*What is expected*
Examine each line in the records below for the word "opened". Report how many lines contain it, and nothing else.

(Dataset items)
Issue #2004, opened 2020-04-24
Shelley: initial UTxO


mrBliss:
`protocolInfoShelley` still mentions a dummy `genesisUtxO`:
https://github.com/input-output-hk/ouroboros-network/blob/eec4a136bb51d882ab4cf4de552f1ce978459f56/ouroboros-consensus-shelley/src/Ouroboros/Consensus/Shelley/Node.hs#L251

We should define a proper initial UTxO.

nc6:
I'm not sure where that TODO comes from - to be honest I think that initial UTxO is fine. The ledger rules don't really care about what that value is - it simply allows anything in the initial UTxO.

mrBliss:
> I'm not sure where that TODO comes from - to be honest I think that initial UTxO is fine. The ledger rules don't really care about what that value is - it simply allows anything in the initial UTxO.

I suppose it's more about the string `"In the beginning"`. Do we want that in the release?

nc6:
What random string would you rather have? :-D

edsko:
I don't care very much about the string, but _is_ this the right initial UTxO? We want people to actually be able to interact with the testnet no? Doesn't that mean we need a carefully crafted initial UTxO so that we can hand out keys etc?

nc6:
The string in here concerns the _input_ to the initial UTxO. It's completely arbitrary, and is never checked anywhere in the rules. The outputs to the initial UTxO are determined by `ShelleyGenesis` - in testing, we simply allocate all funds to the core node keys.

edsko:
Ok, yes, I misunderstood. So, the string doesn't matter (the hash of the "virtual" genesis transaction). However, the _index_ does certainly matter: we cannot have a single `(txId, index)` map to multiple outputs. Indeed, this map will always be a singleton map. 

How come the tests work with this?

edsko:
Moreover, that number _matters_. It should be part of `sgInitialFunds` (otherwise people would have to search the UTxO to find which one is theirs? I guess that's also fine.)

nc6:
> However, the index does certainly matter: we cannot have a single (txId, index) map to multiple outputs. Indeed, this map will always be a singleton map.

I mean, the answer is basically that we _can_. Our rules are inductive. Anything in at the beginning is valid by definition. If we wanted to use the index to identify specific initial fundholders, we could, but it would just be for convenience.

[...]

PR #2017, opened 2020-04-28
Initialise the initial UTxO correctly.

nc6:
UTxO is implemented as a map. Previously the keys were duplicates and,
as such, there was only one entry.

Addresses #2004


edsko:
bors merge

edsko:
Right, I asked about that number in https://github.com/input-output-hk/ouroboros-network/issues/2004#issuecomment-619782861 , but then figured wallets need to do "recovery" anyway, and so they'd simply discover which one was theirs.

nc6:
Superseded by https://github.com/input-output-hk/ouroboros-network/pull/2038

*Answer area*
2